Se in dubio pro reu, in redes sociais prova-se muito. A posteriori foi tudo colecionado pela polícia, o inquérito se valeu de arquivos produzidos pelos próprios actantes e o modus operandi ficou explícito, restando à investigação organizar cadastros e buscar agentes das causas.

O principal desafio para a justiça é, justamente, ser justa. Manchado pelo golpe de 2016 e pela Operação Lava Jato, o judiciário tem a chance de, no popular, mostrar serviço. Movimento que precisa ser observado de perto, porque, se há personagens que aparecem por citações equivocadas ou pelo choro em cena, há também os portadores do martelo, da toga e da Constituição.

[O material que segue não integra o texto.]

PR #1969, opened 2020-07-07
Fix 1967 docs only

GarryFlemings:
Improves "mj-hero" documentation (mjml-hero/README.md), largely without introducing new subjects. Some material moves from "&lt;aside&gt;" elements to normal text. Some material gets some rephrasing.

No changes to any JavaScript file.


packages/mjml-hero/README.md
```diff
@@ -1,5 +1,23 @@
 ## mj-hero
 
+This element displays an image in the background of an email.
```
iRyusa, line 3:
```suggestion
This element displays an hero image in the background of an email.
```

packages/mjml-hero/README.md
```diff
@@ -80,24 +98,18 @@ Fluid height
...
-</aside>
-
-<aside class="notice">
-For better result we encourage you to use a background image width equal to the hero container width and always specify a fallback background color, in case the user email client does not support background images.
+   The "height" attribute is required only for 'mode="fixed-height"'. 
 </aside>
 
 <aside class="notice">
-  Please keep the hero container height below the image height. When the hero container height - both in fixed or fluid modes - is greater than the background image height, we can’t guarantee a perfect rendering in all supported email clients
+  Outlook.com does not support 'background-position' with
```
iRyusa, line 111: I think it does now, Outlook desktop doesn't but we don't really need to give that info here

packages/mjml-hero/README.md
```diff
@@ -1,5 +1,23 @@
...
+  `background-url`.
+
+In both fixed and fluid modes, it's best to use an image with width
+  the same as the `mj-body` width (`width="600px"` by default).
+Further, it's best to use an image with height the same or larger
+  than the `height` of `mj-hero`.
+Poor rendering frequently results from image sizes outside
+  this guidance.
+
+For the widest great rendering, always specify `background-color`.
```
iRyusa, line 17: I'm not really ok with that, it should be something like

```suggestion
You should add a `background-color` to provide a fallback color if the email client doesn't support background image.
```

packages/mjml-hero/README.md
```diff
@@ -1,5 +1,21 @@
 ## mj-hero
 
+This element displays a hero image in the background of an email.
+It behaves like an `mj-section` with a single `mj-column`.
+
+Set `background-height` and `background-width`
```
iRyusa, line 6:
```suggestion
`background-height` and `background-width` attributes are mandatory
```

packages/mjml-hero/README.md
```diff
@@ -1,5 +1,21 @@
...
+
+In both fixed and fluid modes, it's best to use an image with width
+  the same as the `mj-body` width (`width="600px"` by default).
+Further, it's best to use an image with height the same or larger
+  than the `height` of `mj-hero`.
+Image sizes outside this guidance often result in poor rendering.
+
+Use `background-color` to provide a fallback color
+  in case an email client doesn't support `background-url`.
+
```
iRyusa, line 18: Those use to be warnings with aside

packages/mjml-hero/README.md
```diff
@@ -1,5 +1,21 @@
 ## mj-hero
 
+This element displays a hero image in the background of an email.
+It behaves like an `mj-section` with a single `mj-column`.
+
+Set `background-height` and `background-width`
+  to the actual height and width of the image identified in
+  `background-url`.
+
+In both fixed and fluid modes, it's best to use an image with width
```
iRyusa, line 10: > It's best to use an image with width matching `mj-body`'s width (`width="600px"` by default).

No need to mention mode here it's irrelevant

packages/mjml-hero/README.md
```diff
@@ -1,5 +1,21 @@
...
+  the same as the `mj-body` width (`width="600px"` by default).
+Further, it's best to use an image with height the same or larger
```
iRyusa, line 12: For better results, it's best to use an image with height the same or larger
```suggestion
Further, it's best to use an image with height the same or larger
```

So we can remove `Image sizes outside this guidance often result in poor rendering.`

packages/mjml-hero/README.md
```diff
@@ -80,24 +96,18 @@ Fluid height
...
-</aside>
-
-<aside class="notice">
-For better result we encourage you to use a background image width equal to the hero container width and always specify a fallback background color, in case the user email client does not support background images.
+   The "height" attribute is required only for 'mode="fixed-height"'. 
 </aside>
 
 <aside class="notice">
-  Please keep the hero container height below the image height. When the hero container height - both in fixed or fluid modes - is greater than the background image height, we can’t guarantee a perfect rendering in all supported email clients
+  Email client support of 'background-position' with
```
iRyusa, line 109: Just remove that, it doesn't have any purpose here

packages/mjml-hero/README.md
GarryFlemings: True. I'll say "asides" and sidebars work better when they're supplementing the existing text. We didn't have any. Once I looked at it, I hoped you'd feel this material makes fine text.

packages/mjml-hero/README.md
GarryFlemings: "For better results" is wordy. And tolerable. All good.

packages/mjml-hero/README.md
GarryFlemings: I think your direction to remove is about the css-class line in the attribute table. They're not in the other tables. I removed it from this one, too.

iRyusa: Nope this won't give any information here, you should just remove this aside.

packages/mjml-hero/README.md
```diff
@@ -1,5 +1,21 @@
 ## mj-hero
 
+This element displays a hero image in the background of an email.
+It behaves like an `mj-section` with a single `mj-column`.
+
+`background-height` and `background-width` attributes are mandatory.
+  to the actual height and width of the image identified in
+  `background-url`.
```
iRyusa, line 8: This need to be remove then

GarryFlemings: gone

packages/mjml-hero/README.md
```diff
@@ -1,5 +1,27 @@
 ## mj-hero
 
+This element displays a hero image in the background of an email.
```
iRyusa, line 3:
```suggestion
This element displays a hero image.
```
It would be a bit misleading here.

packages/mjml-hero/README.md
```diff
@@ -1,5 +1,27 @@
...
+  in case an email client doesn't support `background-url`.
+
+<aside class="notice">
+  The "height" attribute is required only for 'mode="fixed-height"'.
+</aside>
+
+<aside class="notice">
+  Email client support of 'background-position' with 'mode="fluid-height"' is
+      not consistent.
+</aside>
```
iRyusa, line 23: This sill need to be removed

A venda, a espada e a balança precisam ser sempre respeitadas, para que não sejam, respectivamente, levantada, afiada em um gume, desequilibrada. A revolução, como diz o título do filme, não será televisionada, mas os julgamentos são. A justiça precisa ser maior que o espetáculo, a história maior que os personagens e a todos, agentes e público, importa ter sempre em mente, como consta no título: sem anistia. Erga omnes.